About this task:
Report every line of the listing below in which the string "such" occurs.

Task material:
PR #1311, opened 2026-06-10
feat(apm/instana): implement Instana infrastructure metrics APM plugin

hashi-divyansh:
**Description:** [Ticket](https://hashicorp.atlassian.net/browse/NMD-1577?atlOrigin=eyJpIjoiMTM0OWFlYTk5M2FmNGUzNmE3NjViNjc2NmZkNTNhNWYiLCJwIjoiaiJ9)

What

Adds a built-in Instana APM plugin so scaling policies can use infrastructure metrics from Instana — things like CPU, memory, JVM heap, NGINX request rate, Kafka throughput, and more.

### Configuration

```hcl
apm "instana" {
  driver = "instana"
  config = {
    endpoint  = "https://<unit>.instana.io"
    api_token = "<token>"                    # or set INSTANA_API_TOKEN env var
  }
}
```

Works with both Instana SaaS and self-hosted.

### Usage in a scaling policy

The `query` is a JSON object sent directly to the Instana metrics API. The time window is filled in automatically from `query_window`.

```hcl
check "mem_usage" {
  source       = "instana"
  query = jsonencode({
    plugin      = "host"
    snapshotIds = ["id1", "id2"]
    metrics     = ["memory.used"]
   })
  query_window = "5m"

  strategy "target-value" {
    target = 0.7   # scale out when memory exceeds 70%
  }
}
```

Use `snapshotIds` to target a single host (required for `Query()`). Use the `query` filter for fleet-wide queries with `QueryMultiple()`.

### Metrics you can scale on

| Plugin              | Example metrics                                        | Unit          |
|---------------------|--------------------------------------------------------|---------------|
| `host`              | `cpu.used`, `memory.used`, `cpu.idle`, `cpu.sys`      | Fraction 0–1  |
| `docker`            | `cpu.total_usage`, `memory.used_percentage`            | Fraction / %  |
| `jvmRuntimePlatform`| `memory.used`, `threads.runnable`, `threads.blocked`  | Bytes / Count |
| `nginx`             | `connections.active`, `requests`                       | Count / Rate  |
| `kafka`             | `broker.messagesIn`, `broker.bytesIn`                  | Rate          |
| `redis`             | `connected_clients`, `hit_rate`                        | Count / %     |

> Host metrics like `memory.used` are fractions — `0.77` means 77%. Set `target` accordingly.

### Testing

**End-to-end** — ran against IBM Instana sandbox with a real 3-node Nomad cluster:

- Scale-out: sandbox host at 77% memory → autoscaler scaled webapp `from=1 to=2` (`factor=1.55`)
- Scale-in: sandbox host at ~3% CPU → autoscaler scaled webapp `from=5 to=1` (`factor=0.06`)

> The sandbox host metrics aren't tied to the webapp's (our nomad cluster application) actual load — It was some already running application on the sandbox.


plugins/builtin/apm/instana/plugin/plugin.go
```diff
@@ -139,7 +150,128 @@ func (a *APMPlugin) Query(q string, r sdk.TimeRange) (sdk.TimestampedMetrics, er
...
+
+	req, err := http.NewRequestWithContext(ctx, http.MethodPost, metricsURL.String(), bytes.NewReader(body))
+	if err != nil {
+		return nil, fmt.Errorf("failed to build instana query request: %w", err)
+	}
+
+	req.Header.Set("Authorization", "apiToken "+a.cfg.APIToken)
+	req.Header.Set("Content-Type", "application/json")
+
+	resp, err := a.client.Do(req)
```
gulducat: I'm a little surprised there's no go lib for Instana API. There is a "go-sensor" lib to send application traces and such to Instana, but that's another task entirely.

At any rate, hopefully our needs for API interaction are simple enough, but I'd like to isolate the API-calling logic in its own file (doesn't need to be a separate package, necessarily, but that might be nice), so this "QueryMultiple" method would build the request then defer to the API client, keeping HTTP activity distinct from the business logic we care about in autoscaler methods.

plugins/builtin/apm/instana/plugin/plugin.go
```diff
@@ -139,7 +150,128 @@ func (a *APMPlugin) Query(q string, r sdk.TimeRange) (sdk.TimestampedMetrics, er
...
+	if err != nil {
+		return nil, fmt.Errorf("error querying metrics from instana: %w", err)
+	}
+	defer resp.Body.Close()
+
+	if resp.StatusCode == http.StatusTooManyRequests {
+		return nil, fmt.Errorf("metric queries are ratelimited by instana, resets at %s",
+			resp.Header.Get(rateLimitResetHdr))
```
gulducat: Maybe we could include retries from the get-go? This makes it pretty easy: https://github.com/hashicorp/go-retryablehttp

plugins/builtin/apm/instana/plugin/plugin.go
```diff
@@ -139,7 +150,128 @@ func (a *APMPlugin) Query(q string, r sdk.TimeRange) (sdk.TimestampedMetrics, er
...
+			}
+		}
+	}
+
+	return results
+}
+
+// instanaQueryRequest is the JSON body POSTed to the Instana infrastructure
+// metrics endpoint: POST /api/infrastructure-monitoring/metrics
+type instanaQueryRequest struct {
```
gulducat: This being unexported means we can easily change it later, but this name is too broad for its purpose. Call it what it is, IMO: `instanaMetricsRequest` or something like that.

I now see below the response is sensibly named `instanaMetricsResponse`, so yeah this should match that.

In general when making a Go API client, since we have to (or at least it's a very good idea to) make structs for each request and response per endpoint, the client will have a method associated with the endpoint, like

```go
type instanaAPI struct {
    http *http.Client
    token string
}
func (a *instanaAPI) getInfrastructureMetrics(req *instanaMetricsRequest)  (*instanaMetricsResponse, error){
    // do stuff that all endopints do (maybe a little helper or middleware helps with this)
    // do the stuff unique to this endpoint
} 
```

I think you get the idea. Basically I think we need a good API client design separate from the autoscaler stuff, which then should be pretty standard compared to other plugins, I think?

plugins/builtin/apm/instana/plugin/plugin_test.go
```diff
@@ -0,0 +1,449 @@
...
+			}
+		})
+	}
+}
+
+// TestAPMPlugin_QueryMultiple verifies that QueryMultiple sends the correct
+// HTTP request (method, path, auth header, content-type, injected timeFrame)
+// and correctly handles success responses, empty results, HTTP 429, and
+// generic HTTP errors.
+func TestAPMPlugin_QueryMultiple(t *testing.T) {
```
gulducat: This test will be very different if we extract the API client. We would instead test the distinct logic separately, and it'll be really obvious if we're not testing something important to the autoscaler (skimming this now, I'm not sure what in here even is autoscaler related vs API logic).

gulducat (commented):
I'd like to refactor this to separate these concerns:
- Autoscaler logic
- API calls

Let me know when you're ready for me to take another look!

plugins/builtin/apm/instana/plugin/plugin.go
hashi-divyansh: I think retries from the `get-go`  will not be helpful here, our **autoscaler's ticker** logic is itself a kind of retries. 

Even if retries return the response (after rate limit wait completed) that response is not useful for us. Autoscaler should always takes decision based on the new/latest **ticker** result.

plugins/builtin/apm/instana/plugin/client.go
```diff
@@ -0,0 +1,70 @@
...
+}
+
+// getInfrastructureMetrics sends a POST request to the Instana infrastructure metrics endpoint.
+func (c *instanaClient) getInfrastructureMetrics(ctx context.Context, request instanaMetricsRequest) (*instanaMetricsResponse, error) {
+	body, err := json.Marshal(request)
+	if err != nil {
+		return nil, fmt.Errorf("failed to marshal instana query request: %w", err)
+	}
+
+	metricsURL := *c.baseURL // take a copy
```
gulducat: This pointer dereference means that this field is a hard requirement (not-nil) or else the program will panic. If that's the case, then the constructor (`newInstanaClient`) really ought to take the value as an argument.

Also, why "take a copy"? We're not mutating the URL, right? So we can just continue using it as a pointer. I would say we don't even need a pointer, that we can pass this simple struct by value rather than reference, but that's what `url.Parse()` provides, so we may as well just keep it that way.

The `apiToken` being a plain string isn't a panic risk, but effectively it is required for anyone using the service, so it should be an argument too.

plugins/builtin/apm/instana/plugin/client.go
```diff
@@ -0,0 +1,70 @@
...
+	metricsURL.Path = strings.TrimSuffix(metricsURL.Path, "/") + metricsPath
```
gulducat: There's a [`path`](https://pkg.go.dev/path) package that is great for stuff like this. It'll strip superfluous `/`es and such.

```go
	metricsURL.Path = path.Join(metricsURL.Path, metricsPath)
```

Aaaand I see now that you _are_ mutating the `&url.URL`, so that's why you wanted to take a copy.

Instead I think you should move the `url.Parse` into the constructor here, as it is an API client concern more than an Autoscaler thing. Then your constructor can return `error` if the provided `baseURL string` is invalid, and you can bank on that for the rest of the API code.

Then here, rather than mutate the `url.URL`, just use it to build the `metricsURL`. There's even a `url.URL` method just for this: [`JoinPath()`](https://pkg.go.dev/net/url#URL.JoinPath)

```go
	metricsURL := c.baseURL.JoinPath(metricsPath).String()
```

and plop that in `NewRequestWithContext()`

plugins/builtin/apm/instana/plugin/client_test.go
```diff
@@ -0,0 +1,92 @@
...
+				if tc.fixture != "" {
+					data, err := os.ReadFile(filepath.Join("test-fixtures", tc.fixture))
+					must.NoError(t, err)
+					_, _ = w.Write(data)
+				}
+			}))
+			defer srv.Close()
+
+			u, _ := url.Parse(srv.URL)
+			c := &instanaClient{baseURL: u, apiToken: "test-token", http: &http.Client{}}
```
gulducat: Needing to set these values on the struct, rather than use the constructor, reveals a flaw in the constructor.

Conversely, only using the constructor can be a blind spot, too, if you want to test that your "bare struct" can operate without panics. It might not *work*, but ideally a bare struct doesn't blow up the whole program.

I think I see why you did it this way, so I'll comment next on how to allow the constructor to accept the config values.

plugins/builtin/apm/instana/plugin/plugin.go
```diff
@@ -47,71 +55,48 @@ var (
...
-	client *http.Client
 	logger hclog.Logger
+	client *instanaClient
 }
 
-// NewInstanaPlugin returns a new Instana APM plugin instance.
 func NewInstanaPlugin(log hclog.Logger) apm.APM {
 	return &APMPlugin{
 		logger: log,
+		client: newInstanaClient(),
```
gulducat: This here establishes a broken default. Since the client depends on config, set it *in the config func*. I.e. `SetConfig()` should set `a.client, err = newInstanaClient(baseURL, token)`, rather than setting `a.client.baseURL` and `a.client.token` separately afterwards. Then methods on `APMPlugin` that need the client can just check whether they have one at all, and expect that if they do, then it is safe to use.

plugins/builtin/apm/instana/plugin/plugin.go
```diff
@@ -29,6 +31,12 @@ const (
 
 	// envKeyAPIToken is the environment variable fallback for the API token.
 	envKeyAPIToken = "INSTANA_API_TOKEN"
+
+	// metricsPath is the Instana REST API path for infrastructure metrics.
+	metricsPath = "/api/infrastructure-monitoring/metrics"
+
+	// rateLimitResetHdr is the response header Instana sets when rate-limiting.
+	rateLimitResetHdr = "X-RateLimit-Reset"
```
gulducat: These are specific to the API client, so I'd put em in `client.go`

gulducat (commented):
More comments about struct design, pointer safety, and separation of concerns before I dig into the actual autoscaler logic.

Quick note on the `query` format, if we're providing examples in documentation. I like the transparency of providing the query literally to the Instana API, but I personally really dislike all the `\"` escaping needed for plain JSON strings. It's a recipe for syntax errors, but HCL v2 has a [`jsonencode()`](https://developer.hashicorp.com/nomad/docs/reference/hcl2/functions/encoding/jsonencode) func that makes it way nicer to work with:

```hcl
query = jsonencode({
  plugin      = "host"
  snapshotIds = ["id1", "id2"]
  metrics     = ["memory.used"]
})
```

plugins/builtin/apm/instana/plugin/client.go
```diff
@@ -0,0 +1,89 @@
...
+	"fmt"
+	"io"
+	"net/http"
+	"net/url"
+	"strings"
+)
+
+const (
+	// metricsPath is the Instana REST API path for infrastructure metrics.
+	metricsPath = "/api/infrastructure-monitoring/metrics"
```
gulducat, line 18: Nice to link to API docs in comments when you can. I think this is the one?

https://developer.ibm.com/apis/catalog/instana--instana-rest-api/api/API--instana--instana-rest-api-documentation#getInfrastructureMetrics

plugins/builtin/apm/instana/plugin/client.go
```diff
@@ -0,0 +1,89 @@
...
+
+	// rateLimitResetHdr is the response header Instana sets when rate-limiting.
+	rateLimitResetHdr = "X-RateLimit-Reset"
+)
+
+// instanaClient handles HTTP communication with the Instana REST API.
+type instanaClient struct {
+	metricsURL string
```
gulducat, line 26: This isn't exactly locking us in to a single API endpoint, but some refactoring would be required if we want to include, say, ["application metrics"](https://developer.ibm.com/apis/catalog/instana--instana-rest-api/api/API--instana--instana-rest-api-documentation#getApplicationMetrics) (whatever that means exactly, it just seems plausible that someone might ask for it later).

I'm not saying you should do it now, necessarily, because overgeneralizing is a common pitfall and one I'm quite vulnerable to myself. But I find it's a useful exercise to ask myself, "What about this implementation is specific to the problem right in front of me, and what aspects may extend to other instances or similar cases?"

Here, consider what it would look like to add one (or more) additional API endpoints.

plugins/builtin/apm/instana/plugin/client.go
```diff
@@ -0,0 +1,89 @@
...
+	apiToken   string
+	http       *http.Client
+}
+
+func newInstanaClient(endpoint, apiToken string) (*instanaClient, error) {
+	parsedURL, err := url.Parse(endpoint)
```
gulducat, line 32: Excellent validating the specific values that this thing needs to succeed 👍

plugins/builtin/apm/instana/plugin/client.go
```diff
@@ -0,0 +1,89 @@
...
+		return nil, fmt.Errorf("instana query failed with status %d: %s",
+			resp.StatusCode, strings.TrimSpace(string(respBody)))
+	}
+
+	var metricsResp instanaMetricsResponse
+	if err := json.NewDecoder(resp.Body).Decode(&metricsResp); err != nil {
+		return nil, fmt.Errorf("failed to decode instana response: %w", err)
+	}
+
+	return &metricsResp, nil
```
gulducat, line 88: I think this is the only thing in this method that is specific to this one API endpoint, the rest could be abstracted into a `doRequest()` method, or similar, to be reused later.

Again, I'm not saying you must do it now! This little client is perfectly serviceable for our current needs and does its job of only doing its job and nothing else. 👍

plugins/builtin/apm/instana/plugin/client_test.go
```diff
@@ -0,0 +1,138 @@
...
+			statusCode:     http.StatusTooManyRequests,
+			rateLimitReset: "1717000000000",
+			expectErr:      "metric queries are rate limited by instana, resets at 1717000000000",
+		},
+	}
+
+	for _, tc := range testCases {
+		t.Run(tc.name, func(t *testing.T) {
+			srv := httptest.NewServer(http.HandlerFunc(func(w http.ResponseWriter, r *http.Request) {
+				// verify request shape
```
gulducat, line 105: I like the live http server, and I think you're testing the main paths we care about. Nice!

I am taking it on faith that the fixtures are representative of real API responses. 🙏

plugins/builtin/apm/instana/plugin/plugin.go
```diff
@@ -71,47 +63,24 @@ func NewInstanaPlugin(log hclog.Logger) apm.APM {
 // SetConfig parses and validates the plugin configuration. All required fields
 // are checked before any state is mutated.
 func (a *APMPlugin) SetConfig(config map[string]string) error {
-	cfg, err := parseConfig(config)
```
gulducat, line 74: This is very nice and tight now, great work.

plugins/builtin/apm/instana/plugin/plugin.go
```diff
@@ -139,7 +108,65 @@ func (a *APMPlugin) Query(q string, r sdk.TimeRange) (sdk.TimestampedMetrics, er
...
+		return nil, fmt.Errorf("failed to unmarshal instana query: %w", err)
+	}
+
+	queryReq.TimeFrame = instanaTimeFrame{
+		WindowSize: r.To.Sub(r.From).Milliseconds(),
+		To:         r.To.UnixMilli(),
+	}
+
+	ctx, cancel := context.WithTimeout(context.Background(), 10*time.Second)
+	defer cancel()
```
gulducat, line 133: With a 10s timeout, it's not a huuuge deal, but is there a context other than `Background()` that we could use? I don't see one on `APMPlugin`, nor in the `NewInstanaPlugin` constructor... I forget if autoscaler has like a "shutdown context" associated with the overall agent.

plugins/builtin/apm/instana/plugin/plugin.go
```diff
@@ -139,7 +108,65 @@ func (a *APMPlugin) Query(q string, r sdk.TimeRange) (sdk.TimestampedMetrics, er
...
+
+	metricsResp, err := a.client.getInfrastructureMetrics(ctx, queryReq)
+	if err != nil {
```
gulducat, line 136: This QueryMultiple method feels so much cleaner with the API logic isolated in here, very nice.

plugins/builtin/apm/instana/plugin/plugin_test.go
```diff
@@ -0,0 +1,283 @@
...
+			expectErr: "",
+		},
+	}
+
+	for _, tc := range testCases {
+		t.Run(tc.name, func(t *testing.T) {
+			if tc.envToken != "" {
+				// t.Setenv sets the value and automatically restores the
+				// original state once the subtest finishes.
+				t.Setenv(envKeyAPIToken, tc.envToken)
```
gulducat, line 104: Love a good `t.Setenv`. You probably noticed, but it does prevent using `t.Parallel()`, so sometimes I'll split env var test(s) into separate cases so other ones can run in parallel. I don't think it matters much in this case, but when tests are slow it can add up.

gulducat (approved):
LGTM Nice work!

I have a few more comments on API client design, but no need to act on them now unless you want to.

I'm comfortable merging this, but I would like to better understand this part of your description:

> Use `snapshotIds` to target a single host (required for `Query()`). Use the `query` filter for fleet-wide queries with `QueryMultiple()`.

I see your implementation here is not out of the norm for APM plugins (having Query call QueryMultiple and expect exactly one response), but QueryMultiple [on the interface](https://github.com/hashicorp/nomad-autoscaler/blob/main/plugins/apm/apm.go#L28-L30) claims that it's only meant for DAS (actually, only *used by*), and I'm left a little confused about its intent.

hashi-divyansh:
@gulducat My view on few of your comments: 

>`Regarding Query() is calling QueryMultiple()`

The reason `Query()` calls `QueryMultiple()` is that the APM plugin API can return zero, one, or many metrics streams for a single request. In a few of the previous implementations, the API client layer was not separated. To avoid code duplication (building the API request, parsing, marshaling, unmarshaling, etc.), this pattern was followed (at least, I think so! 🙂).

However, we can separate the common logic into a helper method that both `Query()` and `QueryMultiple()` consume. That way, `Query()` doesn't have to call `QueryMultiple()` anymore.


> `Pasing some existing autoscaler context to the plugin instead of context.Background()`

We're implementing the APM plugin interface, whose methods don't accept any context as a method argument. Currently, I'm not able to think of how to do it, but I'll definitely think about it.


I'll raise a separate PR to accommodate your remaining comments.

gulducat:
> However, we can separate the common logic into a helper method that both Query() and QueryMultiple() consume.

I don't think this is necessary, but I think the guidance in the code (doc comments) could be made clearer for folks implementing the interface.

Exercise response:
gulducat: I'm a little surprised there's no go lib for Instana API. There is a "go-sensor" lib to send application traces and such to Instana, but that's another task entirely.
gulducat: There's a [`path`](https://pkg.go.dev/path) package that is great for stuff like this. It'll strip superfluous `/`es and such.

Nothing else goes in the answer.